The great strength of the series is that Morrison knew which characters to keep, which to change, and which to jettison. Thus, team mainstay Cliff Steele, Robotman, a human brain in a robot body, and team founder Nile Cauler, the Chief, are here. So is Larry Trainor, Negative Man, a pilot possessed by a parasite composed of negative energy. But in Morrison's first signal that things are changing, that energy being forces the combination of Trainor and a woman, creating Rebis. And new characters include the ingenious Crazy Jane, a woman with multiple personality disorder, whose every personality has some super-power, and the sympathetic Dorothy Spinner, your average teenage girl, who has an ape-like physique and the ability to create creatures out of whole cloth with her mind.

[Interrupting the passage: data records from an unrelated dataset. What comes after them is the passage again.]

PR #218, opened 2026-09-04
fix(rewards): deprecate action_cost, drop per-step cost from DEFAULT_TASK (#211)

### LINKED ISSUE #211: `rewards.action_cost` hard-codes the action index and mis-describes it
_Filed by an AI agent on behalf of @epignatelli, from findings during the #167 documentation pass (see PR #209)._

```python
def action_cost(prev_state, action, new_state, cost=0.01):
    # noops are free
    return -jnp.asarray(action != 6, dtype=jnp.float32) * cost
```

Two problems:

1. **Wrong premise.** Index `6` in the default `MINIGRID_ACTION_SET` is `done`, not `noop` (`noop` isn't in that set at all). So the "free" action is actually `done`, and the "noops are free" comment/docstring is misleading.
2. **Fragile.** The literal `6` only lines up with `MINIGRID_ACTION_SET`. Under `COMPLETE_ACTION_SET`, index `6` is `left` (so strafing is free) and `done` is index `9` (so it's penalised). `navix.events` already solved this for itself with `DONE_ACTION = MINIGRID_ACTION_SET.index(actions.done)` — `action_cost` should do the same, or take the exempt action(s) as a parameter.

`DEFAULT_TASK` composes `action_cost`, so this affects every default environment.

epignatelli:

Closes #211.

## `action_cost` → deprecated alias of `time_cost`

`action_cost` exempted the action at index `6` (`done` in `MINIGRID_ACTION_SET`) from the per-step cost. But a reward function's signature is `(prev_state, action, state)` — it never sees the environment's `action_set`, so the hard-coded `6` is wrong for any other set (it's `left` in `COMPLETE_ACTION_SET`, out of range for a 3-action `DynamicObstacles`). There's no way to make an index-based exemption correct here.

With the exemption gone it's identical to `time_cost`, so `action_cost` now **emits a `DeprecationWarning` and delegates to `time_cost`**. Same name/signature.

## `DEFAULT_TASK` — no per-step shaping

`DEFAULT_TASK` was `compose(on_goal_reached, action_cost)`; it's now just **`on_goal_reached`** (`+1` at goal, `0` otherwise). `gamma` (0.99) is unchanged.

**Scope check** — instantiated all 83 registered envs: `multi_room.py` was the **only** one that opted into `DEFAULT_TASK` (`reward_fn=kwargs.pop("reward_fn", rewards.DEFAULT_TASK)`). To keep `Navix-MultiRoom-{N2-S4,N4-S5,N6}-v0` unchanged it now pins `compose(on_goal_reached, time_cost)` explicitly. Every other env already passes its own `reward_fn`. So **no `Navix-*` id's reward changes**; the `BREAKING CHANGE:` footer covers only the `Environment.create` fallback (`0.0` instead of `-0.01` on non-goal steps) and the `action_cost` deprecation.

## Also

- `empty.py`'s `Room` docstring said "…the goal minus a per-step cost" — already wrong (`Navix-Empty-*` uses `on_goal_reached`), fixed.
- Tests: `action_cost` warns + equals `time_cost`; `DEFAULT_TASK is on_goal_reached` and gives `0.0` on a non-goal step; `Navix-MultiRoom-N2-S4-v0` still gives `-0.01` on a non-goal step; `test_tasks_composition` off the deprecated fn.

Verified: `tests/test_tasks.py`, `tests/test_multi_room.py`, `tests/test_environments.py`, `tests/test_events.py` pass; `examples/ppo.py` + `examples/hparam_search.py` run clean.

### DIFF
--- a/navix/environments/empty.py
+++ b/navix/environments/empty.py
@@ -45,8 +45,8 @@ from .registry import register_env
 class Room(Environment):
     """A single empty walled room - navix's `Empty` environments
     (`Navix-Empty-*`). One goal, one player, no obstacles; the task is
-    pure navigation. Reward and termination are the defaults: `+1` on
-    reaching the goal minus a per-step cost, episode ends on the goal.
+    pure navigation. `+1` on reaching the goal, `0` otherwise; the
+    episode ends on the goal.
 
     Attributes:
         random_start: `False` (the `Navix-Empty-NxN-v0` ids) places the
--- a/navix/environments/multi_room.py
+++ b/navix/environments/multi_room.py
@@ -535,7 +535,10 @@ def register_multi_room(env_id: str, num_rooms: int, max_room_size: int) -> None
             max_room_size=max_room_size,
             max_steps=kwargs.pop("max_steps", num_rooms * 20),
             observation_fn=kwargs.pop("observation_fn", observations.symbolic),
-            reward_fn=kwargs.pop("reward_fn", rewards.DEFAULT_TASK),
+            reward_fn=kwargs.pop(
+                "reward_fn",
+                rewards.compose(rewards.on_goal_reached, rewards.time_cost),
+            ),
             termination_fn=kwargs.pop("termination_fn", terminations.DEFAULT_TERMINATION),
             *args,
             **kwargs,
--- a/navix/environments/multi_room.py
+++ b/navix/environments/multi_room.py
@@ -113,6 +113,14 @@ MAX_LAYOUT_RESTARTS = 32  # a single room's own retry (MAX_PLACEMENT_TRIES,
 # restarts the *entire* room chain from scratch with a fresh key,
 # rather than trying to locally patch just the one room that failed.
 
+# MultiRoom keeps `DEFAULT_TASK`'s old shaped reward (goal `+1` minus a
+# per-step cost) even after `rewards.DEFAULT_TASK` dropped the cost.
+# Module-level (one shared object), so two MultiRoom instances of the
+# same id compare equal - `test_registry` checks a v1-alias redirect
+# builds an env `==` the direct one, which a fresh per-call `compose`
+# lambda would break.
+MULTI_ROOM_REWARD_FN = rewards.compose(rewards.on_goal_reached, rewards.time_cost)
+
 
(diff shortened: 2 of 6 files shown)


epignatelli:
@claude review

epignatelli:

The review ran against `b8609f9` (08:28) — the current head `2e6de64` (pushed 08:31) already handles its points:

- **MultiRoom (§1 ❌ / §2 / §3):** fixed before the review landed. `multi_room.py` now pins `reward_fn=compose(on_goal_reached, time_cost)`, so `Navix-MultiRoom-{N2-S4,N4-S5,N6}-v0` keep their `+1` / `-0.01`-per-step reward unchanged. New test `test_multiroom_keeps_its_per_step_cost` asserts a non-goal step still returns `-0.01`.
- **§4 breaking-changes footer:** now accurate — with MultiRoom pinned, no `Navix-*` id changes; the `BREAKING CHANGE:` footer covers only the `Environment.create` fallback and the `action_cost` deprecation. PR description updated to match.
- **§5 audit:** done — I instantiated all 83 registered envs and checked `env.reward_fn`; `multi_room.py` was the *only* `kwargs.pop("reward_fn", rewards.DEFAULT_TASK)` site. Every other env passes its own.
- **§5 `events.py` stale comment:** fixed in `2e6de64` — the `DONE_ACTION` comment no longer cites `action_cost` as precedent for hard-coding an index.

Re-review of `2e6de64` welcome.

epignatelli:

CI `Test (4)` failure fixed in `8312615`.

**Cause:** the previous commit built `compose(on_goal_reached, time_cost)` *inside* `register_multi_room`'s lambda, so each `MultiRoom.create` got a fresh `compose` closure. `test_registry.test_v1_aliases_redirect_and_warn` asserts `nx.make("MiniGrid-MultiRoom-N4-S5-v1") == nx.make("Navix-MultiRoom-N4-S5-v0")`, and two distinct lambda objects made the frozen `Environment` structs compare unequal (`reward_fn` field).

**Fix:** module-level `MULTI_ROOM_REWARD_FN` singleton (as `rewards.DEFAULT_TASK` was), referenced by all three registrations.

Locally: `test_registry` / `test_tasks` / `test_environments` / `test_events` (25) pass; `test_multi_room` (which the earlier bg run covered) passes.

Further, the plots are strange, unusual, but make perfect sense, like a fictional city intruding on reality, inhabited by Scissormen, or Red Jack, a nearly omnipotent being who believes himself to be God, but was also Jack the Ripper.

The tragedy of this series is that, thanks to a questionable editorial decision earlier this year, these stories are no longer part of continuity, as the Doom Patrol has been started from scratch. A shame, since this series really changed a lot abut the medium. Comics were never the same, for no other reason that Grant Morrison still writes.